You look beautiful!!!!!

Yes, I agree that that color does look good on you.  Is it silver?


----------



## lina (May 6, 2003)

Which one is john992?


----------



## w8lifter (May 6, 2003)

Thanks guys 

John:


----------



## w8lifter (May 6, 2003)

The suit colour is an ice blue velvet


----------



## david (May 7, 2003)

And a very pretty color at that!  Great choice, w8!!!


----------



## TXDeb (May 7, 2003)

You look GREAT girl!

I'm with ya on the boob thing... cept I already got mine last year... in fact... today's my one-year "boobie-versary"  LOL.

Ok... enough of that... Your hard work definately shows!  Congrats!


----------



## w8lifter (May 7, 2003)

More pics from FAME

Quite a few of john in here...

Stage Shots


----------



## sawheet (May 7, 2003)

You are a beautifull women with or without boobs, remember that!


----------



## J'Bo (May 7, 2003)

i hope that those werent pics of the winners W8. Cause i am serious when i say NOT ONE of those women even came close to being as beautifully sculpted as you are. Some judges really make me ill.


----------



## w8lifter (May 7, 2003)

Thank you guys *blush blush blush*  

It really was a big show....and there was quite a bit of good competition


----------



## john992 (May 7, 2003)

Leah after watching my Fathers video of the event I have come to the conclusion that you definetly showed superior stage presence, enough to put you in the top 20, I am truly dumb founded on how the judges mislooked you. And thanks for the plug!


----------



## Lorraine (May 7, 2003)

Leah or anyone~catch me up.  If discussed in another thread already, please point me to it.  

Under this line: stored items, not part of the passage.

Issue #213, opened 2018-01-14
CoW: copy-on-write (btrfs/xfs clone) support


PaulBone:
Hi,

I'm working on some patches for adding direct support to clone a file (like a hardlink) on btrfs.  Btrfs supports copy-on-write, you can copy a file without duplicating its data blocks.

I want to ask, is the best way to expose this as an option to the hard_link configuration option?  For example hard_link = true, hard_link = false and hard_link = reflink (or btrfs_clone or some other value).  Or should this be done if supported and fallback to a regular copy (since they have the same semantics anyway).

Thanks.

PaulBone:
Oh, I don't seem to be able to assign myself this bug. Nevertheless I have started work on it.

afbjorklund:
Hardlink support isn't very popular, because it is hard to use (avoid strip) and messes with compression.

Maybe btrfs clone with copy-on-write is better (more userfriendly), but then again nobody is using btrfs...

afbjorklund:
> Oh, I don't seem to be able to assign myself this bug. 
Only project maintainers can do that (same with labels)

tdihp:
My two cents here: since BTRFS and the like already have compression builtin, a custom command for copying the object file, which would enforce whatever copying behavior of the underlying filesystem as the user want, would be great.

BTW @afbjorklund  while I'm not convinced this hard link trick would benefit build time a lot, but I do think using BTRFS might be useful for snapshot to manage and transfer cache state, when having a lot of machines, or to reproduce issues.

jrosdahl:
I plan to introduce "fat result files" in some future ccache version, where all produced data (object file, dependency file and standard error output, etc.) is stored in a single file. This has performance benefits. If `hard_link = true`, my plan is to store the object file next to the "fat result file", but that won't be the default. This means that a BTRFS_IOC_CLONE ioctl can't be made by default. Therefore I think that we need a new configuration option for activating BTRFS_IOC_CLONE (and in the future to trigger storing the object file separately). We can't reuse the `hard_link` option since it in its environment variable form has [boolean semantics only](https://ccache.samba.org/manual/latest.html#_boolean_values).

afbjorklund:
We did some of this, for the memcached branch. It got tedious, to pile on new file formats all the time...

https://github.com/ccache/ccache/pull/58#issuecomment-255547818

Not sure how it would work in the context of #98, though ? Harder to share object files, done this way.

[...]

PR #296, opened 2018-08-12
Add reflink support, for file cloning

afbjorklund:
Somewhat similar to the existing hardlink, but without the downsides of sharing files...

But supported only on BTRFS and newer kernel versions of XFS -  and Linux only, for now.

See: https://lwn.net/Articles/581558/ and https://lwn.net/Articles/747633/ (and `cp --reflink`)

Your mileage may vary, mostly helps with *large* files. Can actually be slower, for small files!

Implements #213


PaulBone:
I've tested this with reflink=true and reflink=false, I also tested with my ccache on the same or a different BTRFS volume.  I think that on seperate volumes reflink will fail.  I tested this by building spidermonkey with a hot cache, then touching some .h files and timing the builds.

 seperate volume, reflink=true
#
# real    0m30.386s
# real    0m23.367s
# real    0m23.408s
#
# seperate volume, reflink=false
#
# real    0m19.146s
# real    0m19.016s
# real    0m17.887s# same volume reflink=true
#
# real    0m19.982s
# real    0m22.450s
# real    0m19.758s
#
# same volume, reflink=false
#
# real    0m23.004s
# real    0m20.520s
# real    0m18.856s

So yeah, it seems it's slightly slower, which is surprising, but maybe it's just more synchronous than a regular copy.  But it also uses way less disk space so I like it for that alone.

afbjorklund:
Thanks for testing, seems like there truly is no silver bullet (same story as with `splice`*) ?

\* where we [tried to](https://github.com/ccache/ccache/compare/master...afbjorklund:uncompressed-fast) copy files in kernel space instead of user space, and it ended up... slower.

jonnyyu:
@PaulBone did you test with SSD or HDD?

PaulBone:
> @PaulBone did you test with SSD or HDD?

SSD.

PaulBone:
> Thanks for testing, seems like there truly is no silver bullet (same story as with `splice`*) ?

I'd like to stress that even though it's a bit slower it's still very valuable.  For me it'll save disk space and won't have the problems of accidentally modifying a hardlink and therefore updating the file in the cache.

afbjorklund:
I think that it is pretty safe to keep this as an optional feature, for people who want to use it.

ddiss:
Anything holding this one up from being merged? I look forward to being able to use a more space efficient cache.

jrosdahl:
> Anything holding this one up from being merged? I look forward to being able to use a more space efficient cache.

Except for the fact that the feature branch is not in sync with master, I think mainly two things:

1. Real life constraints.
2. I intend to (any year now) introduce [aggregated result files](#218) and after that introduce support for different storage backends. As part of this, I'm toying with the idea of scrapping support for hard links altogether because i) they are error-prone and ii) will introduce complexity in the storage layer if left. If we add reflink support now, it would be silly to remove reflink support again shortly thereafter, so reflink support must in that case be part of the aggregated result files rework. And I don't have a clear picture of how that would fit in the design yet. So in other words, I'm still undecided if I want the feature in its current form.

ddiss:
Thanks for the explanation...

> I intend to (any year now) introduce aggregated result files and after that introduce support for different storage backends. As part of this, I'm toying with the idea of scrapping support for hard links altogether because i) they are error-prone and ii) will introduce complexity in the storage layer if left.

I'm not using the hardlink functionality, so wouldn't miss it if dropped.

> If we add reflink support now, it would be silly to remove reflink support again shortly thereafter, so reflink support must in that case be part of the aggregated result files rework. And I don't have a clear picture of how that would fit in the design yet. So in other words, I'm still undecided if I want the feature in its current form.

Understood.

afbjorklund:
It was only the configuration system being overhauled again, nothing major.

afbjorklund:
We can leave hardlinks and reflinks, but **only** if we support both aggregated and individual cache files... ?

If we make the "zipped" cache files mandatory, then it doesn't work do link (since there are no cache files)

It doesn't work with compression, either.

And only works on those weird filesystems.

jrosdahl:
Closing this PR now as it won't be merged in its current form due to #411.

ivan-volnov:
Thank you @afbjorklund for the idea and the starting implementation.  I really like it and use this code in my fork.

afbjorklund:
@ivan-volnov : thanks, but I don't think this code will end up getting used.

I'm not sure it gave any major time-saving benifits anyway, doing reflinks ?
Only some space-saving benefits, and nobody cares about those anyway.

Compression is now default, and is the primary source of reduced space...

ivan-volnov:
@afbjorklund I have a project that generates about 7Gb of object files in Debug build.
It take a while to write them on disk from cache. Even on my fast SSD, hardlinks/reflinks are faster than a regular copy. Because you have to read ~600Mb compressed files in cache and write 7Gb uncompressed object files every time you change git branch. I believe it's just a SDD killing.
On the other hand clone files is just a magic! You compile a source once and then just do a simple clone wherever you want.
Yes, I don't care about space-savings and can afford me a huge cache directory. But on fact It's the only place where I store my object files.
I added support for APFS cloning and I also plan to add a filesystem compression on cache. With a filesystem compression my 7Gb will be turned into ~600Mb cache with zero space of my object files in the build directory.

afbjorklund:
Interesting use case! And of course I was interested enough to write it, even if ccache didn't want it.

jrosdahl:
@ivan-volnov: Thanks for sharing your use case! Stories like these are very valuable for understanding how ccache actually is used and how to prioritize between features.

Regarding reflinks, please note that the idea of supporting reflinks has not been discarded (#213 is still open) – it's only this PR that was closed since its context now is obsolete and a potential future solution will look very different.

agrygorenko:
@afbjorklund I believe @ivan-volnov described common case of the codebases with extensive use of template meta programming. 
For example In a code base I'm working with, 500.000 lines of code generates over 30GB cache. Having this feature would allow me substantially improve ccache perforce on CI.

afbjorklund:
The main problem for me was that it required a special file system... Ended up with up with a disk image, just to be able to actually test it.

Did you do bodybuilding or figure/fitness model division?

The suit looked great on you.  

Instead of a boob job, you could try the gel inserts from Victoria's Secrets.  I refer to it as a temporary boob job  They just get in the way the rest of the time.


----------



## w8lifter (May 8, 2003)

> _*Originally posted by john992 *_
> Leah after watching my Fathers video of the event I have come to the conclusion that you definetly showed superior stage presence, enough to put you in the top 20, I am truly dumb founded on how the judges mislooked you. And thanks for the plug!




Thank you John ....I would KILL to watch that video


----------



## w8lifter (May 8, 2003)

> _*Originally posted by Lorraine *_
> Leah or anyone~catch me up.  If discussed in another thread already, please point me to it.
> 
> Did you do bodybuilding or figure/fitness model division?
> ...




I did fitness model, and most of the girls in the pics were in in that division as well, although there was bodybuilding, figure, and fitness going on as well


----------



## mmafiter (May 8, 2003)

> _*Originally posted by katie64 *_
> WOW, you are so beautiful, MMA better know what he's got..............



Actually, w8 better know what SHE's got.


----------



## mmafiter (May 8, 2003)

As I've already said, w8 you looked awesome and had the whole package going on. Unfortunately the judges were smokin' crack or something.

I was proud of you.


----------



## Burner02 (May 8, 2003)

hey w8!
Dang, I am a day late and dollar short..
you did look terrific!
Look at those arms! those delts!
very hubba hubba!


----------



## Fit Freak (May 11, 2003)

Wow...w8...you looked AMAZING...and abou the boob job...stay natural...just my opinion!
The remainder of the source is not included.